煙がひどい場合は、窓やドアを閉め、HEPAフィルター付きの空気清浄機を使うなどして室内の空気の質を保ちましょう。外出はできるだけ避け、煙を吸い込むような屋外での活動は控え、水分をこまめに補給することが大切です。
竜巻(Tornado)
主に中部で夏に発生する激しい突風
カナダでは、特にオンタリオ州南部やアルバータ州で夏に竜巻が発生します。アメリカほど頻度は高くありませんが、突然の突風で家屋や車が被害を受けることもあります。
対策と準備
「TornadoWatch(注意報)」や「TornadoWarning(警報)」の違いを理解し、警報が出たらすぐに地下室や窓のない部屋に避難します。地下室がない場合は、家の中心にある小さな部屋(例:クローゼットやバスルーム)など、窓のない場所に避難します。
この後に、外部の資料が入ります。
PR #12691, opened 2023-08-01
fix: Bring chunk traversal back

candiduslynx:
Follow-up for #12645.
See https://github.com/cloudquery/cloudquery/pull/12645/files#r1280845493 for more details

### DIFF
--- a/plugins/destination/mssql/queries/values.go
+++ b/plugins/destination/mssql/queries/values.go
@@ -16,10 +16,10 @@ func GetRows(table arrow.Table) ([][]any, error) {
 		for _, chunk := range col.Data().Chunks() {
 			for i := 0; i < chunk.Len(); i++ {
 				rows[row][c], err = getColValue(chunk, i)
+				row++
 				if err != nil {
 					return nil, err
 				}
-				row++
 			}
 		}
 	}
--- a/plugins/destination/mssql/queries/values.go
+++ b/plugins/destination/mssql/queries/values.go
@@ -11,16 +11,16 @@ func GetRows(table arrow.Table) ([][]any, error) {
 	rows := prealloc(table.NumRows(), table.NumCols())
 	var err error
 
-	for n := 0; n < int(table.NumCols()); n++ {
-		col := table.Column(n)
-		row := 0
-		for _, chunkArray := range col.Data().Chunks() {
-			// We only support records with arrays of length == 1, so we always extract the first value
-			rows[row][n], err = getColValue(chunkArray, 0)
-			if err != nil {
-				return nil, err
+	for c := 0; c < int(table.NumCols()); c++ {
+		row, col := 0, table.Column(c)
+		for _, chunk := range col.Data().Chunks() {
+			for i := 0; i < chunk.Len(); i++ {
+				rows[row][c], err = getColValue(chunk, i)
+				if err != nil {
+					return nil, err
+				}
+				row++
 			}
-			row++
 		}
 	}
 	return rows, nil
--- a/plugins/destination/mssql/queries/values_test.go
+++ b/plugins/destination/mssql/queries/values_test.go
@@ -1,0 +1,45 @@
+package queries
+
+import (
+	"github.com/apache/arrow/go/v13/arrow"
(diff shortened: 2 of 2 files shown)


plugins/destination/mssql/queries/values.go
```diff
@@ -11,16 +11,16 @@ func GetRows(table arrow.Table) ([][]any, error) {
...
-		for _, chunkArray := range col.Data().Chunks() {
-			// We only support records with arrays of length == 1, so we always extract the first value
-			rows[row][n], err = getColValue(chunkArray, 0)
-			if err != nil {
-				return nil, err
+	for c := 0; c < int(table.NumCols()); c++ {
+		row, col := 0, table.Column(c)
+		for _, chunk := range col.Data().Chunks() {
+			for i := 0; i < chunk.Len(); i++ {
+				rows[row][c], err = getColValue(chunk, i)
```
erezrokah, line 18: Doesn't this mean we keep overriding `rows[row][c]` per each chunk value?

candiduslynx: `row` is increased after each `getColValue` call

candiduslynx: Basically, we just fill in every row at index `c`

erezrokah: But what happens if `chunk.Len() > 1`. Won't we override the same value over again?
Can you add a test when `chunk.Len() > 1`?

candiduslynx: We do increment `c` in the outer loop, but that's for the index of `col` in the `table` only.
Basically, we do (`if we assume `table.Columns() to exist & return the slice of the corresponding chunked arrays):
```go
for colIndex, col := range table.Columns() {
	row := 0
	for _, chunk := range col.Data().Chunks() {
		for i := 0; i < chunk.Len(); i++ {
			data[row][colIndex] = getVal(chunk, i)
			row++
		}
	}
}
```

I've tested with `azure_compute_skus` and it worked fine.

candiduslynx: so, when `chunk.Len() > 1` we increment `row` var value right after extracting the `i`th value from the `chunk`

candiduslynx: I've moved the `row` increment closer to the value extraction, so that it's easier to understand: 67c2fef

candiduslynx: There's only 1 single place where we increment `row` variable (right after `getColValue(chunk, i)` call).
Could you point me the other one?

As for this comment:
> the number of allocated rows is always equal to the number of records in the batch

We do allocate the `table.NumRows()` times `table.NumCols()` which corresponds to the `total rows in all of the records combined` times `all the columns in the schema` per the Arrow implementation.

So, if we have 3 records 100 rows each (& the schema with 7 columns), we'll `prealloc` `300` rows times `7` columns.

candiduslynx: test added in a5b1e0f

erezrokah: I meant `row` will be incremented `len(col.Data().Chunks()) * chunk.Len()` times

candiduslynx: > I meant `row` will be incremented `len(col.Data().Chunks()) * chunk.Len()` times for each column

yes, that's intended, as we'll allocate that amount or fows anyways (assuming all chunks are of the same len).
If the chunks are of different len then we'll alloc the total rows for all of the records & we'll increment `row` var the same amount of times

erezrokah: Thank you for adding the test. It makes sense now. `NewTableFromRecords` flattens the data in each chunk. That's the piece I was missing 👍

candiduslynx: I've added a non-trivial test, too in [1e90aa4](https://github.com/cloudquery/cloudquery/pull/12691/commits/1e90aa4c24f72ee3706c137a378dd4e32deda789)

Issue #12694, opened 2023-08-01
bug(scheduler): Scheduler option has no impact


erezrokah:
We need to add it to all source plugins spec's and use it when creating a new scheduler

PR #12696, opened 2023-08-01
fix: Add and use scheduler option

erezrokah:
#### Summary

Discovered while working on https://github.com/cloudquery/cloudquery/issues/12674

Fixes https://github.com/cloudquery/cloudquery/issues/12694.

~~Added the option to all plugins except the DB based ones as those don't have a scheduler. Also didn't add it to Hacker News as it has a single table.~~

~~Still needs to test it on a plugin (e.g. GCP)~~

Only did this for GCP and test it for now

### DIFF
--- a/plugins/source/awspricing/client/spec.go
+++ b/plugins/source/awspricing/client/spec.go
@@ -1,15 +1,10 @@
 package client
 
-import (
-	"github.com/cloudquery/plugin-sdk/v4/scheduler"
-)
-
 type Spec struct {
 	RegionCodes []string `json:"region_codes,omitempty"`
 	OfferCodes  []string `json:"offer_codes,omitempty"`
 
-	Concurrency int                `json:"concurrency,omitempty"`
-	Scheduler   scheduler.Strategy `json:"scheduler,omitempty"`
+	Concurrency int `json:"concurrency,omitempty"`
 }
 
 func (s *Spec) SetDefaults() {
--- a/plugins/source/test/client/spec.go
+++ b/plugins/source/test/client/spec.go
@@ -1,21 +1,12 @@
 package client
 
-import (
-	"github.com/cloudquery/plugin-sdk/v4/scheduler"
-)
-
 type Spec struct {
-	NumClients  int                `json:"num_clients"`
-	Concurrency int                `json:"concurrency,omitempty"`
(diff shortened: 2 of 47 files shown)


plugins/source/test/client/spec.go
```diff
@@ -1,13 +1,22 @@
 package client
 
+import (
+	"github.com/cloudquery/plugin-sdk/v4/scheduler"
+)
+
 type Spec struct {
-	NumClients int `json:"num_clients"`
+	NumClients  int                `json:"num_clients"`
+	Concurrency int                `json:"concurrency,omitempty"`
```
erezrokah, line 9: Added these for reference

plugins/source/awspricing/client/spec.go
```diff
@@ -1,10 +1,15 @@
...
+import (
+	"github.com/cloudquery/plugin-sdk/v4/scheduler"
+)
+
 type Spec struct {
 	RegionCodes []string `json:"region_codes,omitempty"`
 	OfferCodes  []string `json:"offer_codes,omitempty"`
 
-	Concurrency int `json:"concurrency,omitempty"`
+	Concurrency int                `json:"concurrency,omitempty"`
```
candiduslynx, line 11: IMO this should be a separate struct in the plugin SDK called `SchedulerConfig` & we might need to have some setting like
```yaml
scheduler:
  concurrency: 1000
  strategy: round-robin
```
instead of putting the sched cfg to the spec top level

disq (approved):

plugins/source/awspricing/client/spec.go
erezrokah: This PR aims to first fix the bug. We can discuss changing the spec (which we'll need to do in a backwards compatible way or as a breaking change) in a separate PR (or even better, an issue). WDYT?

candiduslynx: 100% this should go into a separate discussion, maybe even a separate issue in the plugin-sdk

yevgenypats:
Looks good though I thought this is only in use by gcp hence it wasn't use by other plugins.

erezrokah:
> Looks good though I thought this is only in use by gcp hence it wasn't use by other plugins.

It was implemented for GCP in mind, but all plugins supported it

PR #12702, opened 2023-08-02
fix: CIS AWS Benchmarks section 2

aruneko:
#### Summary
I have fixed some detecting condition in CIS AWS Section 2.

- Section 2.1.2
    - in fact, current implementation always returns `fail`.
- Section 2.1.5
    - consider the statuses of `aws_s3_accounts`.
- Section 2.3.3
    - consider if a rds instance enabled `publicly_accessible` has internet connectivity or not.


jsonpr (approved):
Thanks for submitting these updates!

yevgenypats:
Im going to close this as we are not maintaining those anymore at the moment. and we moved to dbt as well as to premium policies - https://hub.cloudquery.io/addons/transformation to be able to maintain those in sustainable way. Thanks again for your contributions and old policies still available in the git history.

PR #12705, opened 2023-08-02
chore(ci): Add square CI

erezrokah:
#### Summary

Adds CI for the Square plugin


.github/workflows/source_square.yml
```diff
@@ -0,0 +1,54 @@
+name: Source Plugin Squre Workflow
```
hermanschaaf, line 1:
```suggestion
name: Source Plugin Square Workflow
```

PR #1497, opened 2022-07-28
Clean up and caching for callables during QIR generation

bettinaheim:
I started some clean up a while back as a prep for potentially using stack allocations more extensively. I didn't really have time to get as far as I wanted, but let me put what I have up.


src/QsCompiler/QirGeneration/QIR/DataStructures.cs
```diff
@@ -383,40 +421,46 @@ internal TupleValue(Value tuple, ImmutableArray<ResolvedType> elementTypes, Gene
...
+            new(pointer is null || this.IsRuntimeManaged
+                    ? null
+                    : this.CreateTupleElementPointer(index, pointer.CurrentCache()),
+                this.sharedState,
+                () => this.CreateTupleElementPointer(index));
+
+        private IValue.Cached<PointerValue>[] CreateTupleElementPointersCaches() =>
+            Enumerable.ToArray(Enumerable.Range(0, this.ElementTypes.Length).Select(index => this.CreateTupleElementPointerCache(index)));
+
+        private Value AllocateTuple(bool allocOnStack) =>
```
swernli, line 455: `AllocateArray` can only be used for opaque, runtime managed arrays, while `AllocateTuple` takes a boolean to determine if it will stack allocated instead. For arrays, stack allocation appears to be handled by separate functions. While the implementation seems fine, it's a little odd to have this inconsistency. Should tuples also be split out into two different functions rather than use `AllocateTuple` for both?

src/QsCompiler/Tests.Compiler/TestCases/QirTests/TestBuiltInIntrinsics1.ll
```diff
@@ -49,24 +49,24 @@ entry:
   %27 = getelementptr inbounds { %String* }, { %String* }* %26, i32 0, i32 0
   store %String* %24, %String** %27, align 8
   call void @__quantum__rt__callable_invoke(%Callable* %19, %Tuple* %25, %Tuple* null)
```
swernli, line 51: I'm not sure if this was the incomplete part you referred to in the description or if I'm missing something about these changes, but I would've expected all of the calls to `__quantum__rt__callable_invoke` to have been replaced by the calls to the global functions the callable's correlate to, since none of these callables utilize capture tuples or escape their scope. But for some reason only the last invocation was replaced. Is this known unfinished work or a bug?

swernli: Oh, never mind, I can see it now. The `%options` value is a UDT tuple that is created via `__quantum__rt__tuple_copy` so all of that value's cached state before the last copy-update that defines it is lost, so only the last callable value is known by the compiler. The logic as written would work for all three callables if callabes were completely local and stack allocated, which would happen more reliably if this were targeted QIR that went through the inlining pass and stack allocated tuples. Fascinating.

swernli: if I skip the UDT and just use a tuple like this:
```qsharp
        let options = (Message, DumpMachine, DumpMachine);
        let (a, b, c) = options;
        a("foo");
        b("bar");
        c();
```
Then I can see all three functions being replaced!

src/QsCompiler/Tests.Compiler/TestCases/QirTests/TestLocalCallables1.ll
```diff
@@ -28,84 +30,77 @@ exit__1:                                          ; preds = %header__1
...
-  %29 = getelementptr inbounds { %String*, double }, { %String*, double }* %27, i32 0, i32 1
-  store %String* %str, %String** %28, align 8
-  store double %val, double* %29, align 8
+  %17 = call %Tuple* @__quantum__rt__tuple_create(i64 ptrtoint ({ %String*, double }* getelementptr ({ %String*, double }, { %String*, double }* null, i32 1) to i64))
+  %18 = bitcast %Tuple* %17 to { %String*, double }*
+  %19 = getelementptr inbounds { %String*, double }, { %String*, double }* %18, i32 0, i32 0
+  %20 = getelementptr inbounds { %String*, double }, { %String*, double }* %18, i32 0, i32 1
+  store %String* %str, %String** %19, align 8
+  store double %val, double* %20, align 8
+  call void @__quantum__rt__callable_make_adjoint(%Callable* %9)
```
swernli, line 60: It is unfortunate the callable management code is still generated even though the callables are now never invoked. Hopefully we can find a future optimization that recoginizes the callables are never really used and skip outputting any of this code, because LLVM doesn't know these functions are side effect free and therefore won't optimize them away (from the LLVM pass perspective, the callabes are used because they are manipulated by the ref counting and function runtime functions).

src/QsCompiler/Tests.Compiler/TestCases/QirTests/TestOpArgument.ll
```diff
@@ -22,6 +24,8 @@ entry:
   call void @__quantum__qis__cnot__body(%Qubit* %q1, %Qubit* %q2)
   call void @__quantum__qis__swap(%Qubit* %q1, %Qubit* %q2)
   %8 = call %Callable* @__quantum__rt__callable_create([4 x void (%Tuple*, %Tuple*, %Tuple*)*]* @Microsoft__Quantum__Intrinsic__CNOT__FunctionTable, [2 x void (%Tuple*, i32)*]* null, %Tuple* null)
```
swernli, line 26: This doesn't appear to be a new problem, but some of these callabes look like they are getting leaked. The callable `%8` is created (ref count: 1), new code inserts an increment because it gets stored into a tuple (ref count: 2), then new code tracks when the tuple references go away (ref count: 1). Nothing takes away that final ref count. In the old QIR from this diff, the ref count on `%8` was never managed at all, so the the leak seems to be preexisting.

Compare this to `%40` below which gets created (ref count: 1), passed as an argument, and then decremented (ref count: 0), so that it is not leaked.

竜巻が発生しやすい時期(5〜8月)は、天気予報や「TheWeather Network」、ラジオ情報をこまめにチェックする習慣を持ちましょう。
まとめ
カナダにも山火事、竜巻、地震、洪水など、地域ごとに異なる自然災害のリスクがあります。「カナダは安全な国」と思われることも多いですが、どこにいても備えは大切です。災害はある日突然やってきます。水や備蓄食品を用意し、日頃から避難場所や連絡方法を確認し、ラジオなどで最新情報を把握することが、自分や周りの人の命を守る大きな力になります。
また、ラジオ・フラッシュライト・モバイルバッテリーの3つが一体になった防災グッズもカナダで販売されています。停電時や通信が途絶えたときにも役立つため、非常用にあると安心です。
さらに、クレジットカードが使えない状況に備えて、現金も少し用意しておくことが大切です。